# ginger beer doesnt appear to be fermenting



## rhrosendorff (30/5/13)

I started up my first batch of ginger beer from scratch , its been 7 days and specific gravity hasn't dropped from 1.5 .... There doesn't appear to be any bubbling . 
I used saflager yeast but forgot to crash chill so i think the yeast might of died off as it was quite warm for a few days . When the temp dropped to 18 degrees i added some more yeast ... The brew tastes fine but i want to make it more alcoholic ! 
Help !


----------



## bum (30/5/13)

If gravity hasn't dropped there isn't any alcohol at all, so you could definitely do with more alcohol. A week is a long time to have a batch sitting around without active yeast in it.

What was the "more yeast" you added at 18C? How much did you add in what volume of GB?

What is the recipe, just out of interest?


----------



## rhrosendorff (5/6/13)

I used about 11 g of safale yeast to about 24 litres of gb.
For recipe I used 
600 g of ginger , 
1 kg of honey 
2 kg of sugar
4 lemons 
4 limes
some chilli, lemongrass and cinnamon
.
I got the base recipe off someone and added the chilli etc..
It tastes real good tho
.
Do you think it would be possible to try and start a fermentation now after about 2 weeks or start a new batch ??/
This has never happened to me before


----------



## rhrosendorff (5/6/13)

Oh and I added about 5 g more yeast 
......


----------



## bum (5/6/13)

I personally wouldn't bother throwing any more yeast at a batch that was already two weeks old without dropping. Something is very wrong. No clue what it is though - it is nothing in your ingredients as far as I can see. Did you change your sanitation regime or something?
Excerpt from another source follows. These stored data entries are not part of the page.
PR #1495, opened 2018-05-30
Add weapon_handgrenade to the spawnmenu

Kefta:


mcNuggets1:
What if people dont have hl1 source?

Kefta:
You're right, I totally forgot an IsMounted check.

mcNuggets1:
We might need to wait for rubats response to this.
He might be against it, as the weapon uses the "c"?-crosshair and is in the file "game_hl2".

Kefta:
Yeah, I couldn't really find a better file to put it in, but I think it's fine since the physgun is also there. Could be renamed to describe the actual contents more aptly but that could be for a larger API cleanup.

Don't see what you mean by "c" crosshair, looks like the no-crosshair default to me:

mcNuggets1:
So when not having hl1 installed, it defaults to the "c"(whats the name of the "bigger" crosshair anyways?)-crosshair, but when installed not.
Atleast it is for me.

(I dont have it installed right now)

Kefta:
Oh, that's from a missing font. That's what also causes the infamous "Q" crosshair with HL2 weapons.

mcNuggets1:
Oh when I maximize your screenshot, it actually is the crosshair I meant.
I need to take deeper looks in things, before interpreting read words.

Well, yeah the crosshair is bigger for some reason ❌
Like when you have no weapons at all.

mcNuggets1:
Just curious, didnt half life 2 use the same?

Kefta:
They're slightly different:

robotboy655:
I am not opposed, but it'll be weird with just one weapon sitting in that category.

Kefta:
Unless there are plans to add the rest of the HL1 weapons at some point, maybe this should just be thrown into Other?

mcNuggets1:
In Other there are gmod/lua entities, not c entities.
It wouldn't make much sense.

Kefta:
Well the other alternative is to make the Half-Life 2 category just Half-Life, but I don't think implementation in the engine or Lua should determine a category's contents.

mcNuggets1:
I am fine with the half life source category.

Kefta:
@robotboy655 Gonna remake this with all the new entities

PR #2149, opened 2024-11-10
ScreenScale and ScreenScaleH with custom resolution

bailmast:


garryspins:
Adjacent functions have been common place in UI libraries for the better part of a decade now, I see this change as nothing but beneficial.

PR #2155, opened 2024-11-20
Add string.IsNullOrEmpty and string.IsNullOrWhitespace

marchc1:


garryspins:
Feel like a pattern is a little unneeded here

garryspins:
I guess if this is intended to be used on a string and not just a char that's valid!

PR #2124, opened 2024-09-29
Micro optimizations to `player.GetBy*` functions

joeyjumper94:
speed up player.GetBy____ID(ID) functions by relying primarily on indexing a table

PR #2161, opened 2024-11-24
Move `player finders` to a proper place & optimize them

noaccessl:
I thought it would be better to move these functions to a specialized place.
There was even a comment about it there.
```lua
-- These are totally in the wrong place.
```

~Also, optimized them by using bidirectional mapping between IDs and players for easier fetching and cleanup.~

~UPD 25.04.06: [commit "Let the Lua GC be responsible for maps cleanup"](https://github.com/Facepunch/garrysmod/pull/2161/commits/d7ac3da0fe92f70bbe0fea73aed5ccec101e3c25). Now there's no need in utilizing `EntityRemoved` hook, meaning less potential troubles.~
UPD2 25.04.06: Brought back the initial changes; Lua GC is unreliable regarding GMod's NULL objects.
UPD3 25.04.06: [commit "Rework"](https://github.com/Facepunch/garrysmod/pull/2161/commits/0074bebd7d51690fc797f6efee5e764152c00b76)
* OnEntityCreated hook for update -> Validation-in-place
* EntityRemoved hook for GC -> Timed GC


noaccessl:
> Are you sure this cannot have a client side side effect just like ents.Iterator, invalid entities that even IsValid check doesn't fix

Most likely it should never happen as this just clears the certain player from stored data. `ents.Iterator` invalidates cache entirely, setting recaching up for the next call.

As far as I know, these two hooks shouldn't provide invalid players and only called once.

Cheatoid:
Let's have another one of those again, yay! #2124 
I can't think of why would you do this, like this is not optimizing anything, it is just introducing bugs and reliability issues.
Are you also not aware that UniqueID has hash collisions because it is CRC32? Also SteamID == `BOT` for all bots while their SteamID64 is different, you see where I am going here(no?), add 1 bot, `player.GetBySteamID("BOT")` would return it, add 1 more bot, it returns the different (latest bot), kick the second bot, and do `player.GetBySteamID("BOT")`, what do you think is the result? nil... whereas in the original code, it would always return the first bot it would find under the entity list. On top of that, the lengths of your lookup/map tables would forever differ from that point onwards.
This could cause some spectacular headache when a player's entity is briefly removed (e.g. after being killed), or some ID being empty or nil during `OnEntityCreated` due to its nature... when this happens, player object might become NULL entity, at which point something is going to mess up the lookup table... Why would you not invalidate whole cache on full update?

...

..

---

You want to optimize "player finders"? My advice is to stop doing it.

Astralcircle:
Weak tables don't clear NULL keys as far as I remember

artemking4:
I am against the merge here, because this can simply return `false` in case a player has not been referenced anywhere else in the state for *long enough*.

Vitroze:
Hello @noaccessl, 
I don't understand the point of having a timer that executes every 30 seconds to know if the player is valid or not. Why not make a hook with PlayerDisconnected, which is server-side, or player_disconnect, which is server and client-side (https://wiki.facepunch.com/gmod/gameevent/player_disconnect). This will save performance and avoid two loops every 30 seconds. 


If I'm wrong, don't hesitate to tell me ;)

noaccessl:
> Hello @noaccessl, I don't understand the point of having a timer that executes every 30 seconds to know if the player is valid or not. Why not make a hook with PlayerDisconnected, which is server-side, or player_disconnect, which is server and client-side (https://wiki.facepunch.com/gmod/gameevent/player_disconnect). This will save performance and avoid two loops every 30 seconds.
> 
> As for the validate function, why not use this player_spawn (https://wiki.facepunch.com/gmod/gameevent/player_spawn) hook to set it? It's a client- and server-side hook, so to simulate a PlayerInitialSpawn, you can set a variable that Init only once.
> 
> If I'm wrong, don't hesitate to tell me ;)

> This will save performance and avoid two loops every 30 seconds.
The performance cost of two loops in a single tick every 30 seconds is extremely low.

Hooks might be unreliable (some addon returns `false` or errors and everything is stopped). Gameevent utilizes network.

Just realised that you haven't explicitly said that it still hasn't dropped. It really hasn't fermented at all?


----------



## chewy (5/6/13)

I for one am baffled...


----------



## charlie_b (25/6/13)

Any luck? I've got the same issue. Added kit yeast from Morgan's kit along with the yeast nutrient and nothing after three days. Fermenter is a little cold due to the cold snap but more or less 16-18 from the horribly inaccurate temp sticker.


----------



## StayatHomeDad (20/7/13)

I had the same problem on a 5gal batch I just started on the 15th. It sat for ~4 days with nary a sign of fermentation and the hydrometer didn't budge from 1.05. I added about some porter yeast I had laying around from a John Bull Porter kit and within 30mins, the carboy was going crazy. It's since slowed down a bit (4-6 times/min that the s lock would bubble but now at 1-2 times) and I plan on rechecking in 4-5 days when I check a porter I have going next to it. Otherwise, it sounds like we've got similar recipes and conditions. Might want to give that a try.


----------



## fletcher (20/7/13)

only thing i could think is that the yeast was potentially bad/spoiled or maybe pitched at a high temperature. i see you said "when the temp dropped". how high was it at the start?


----------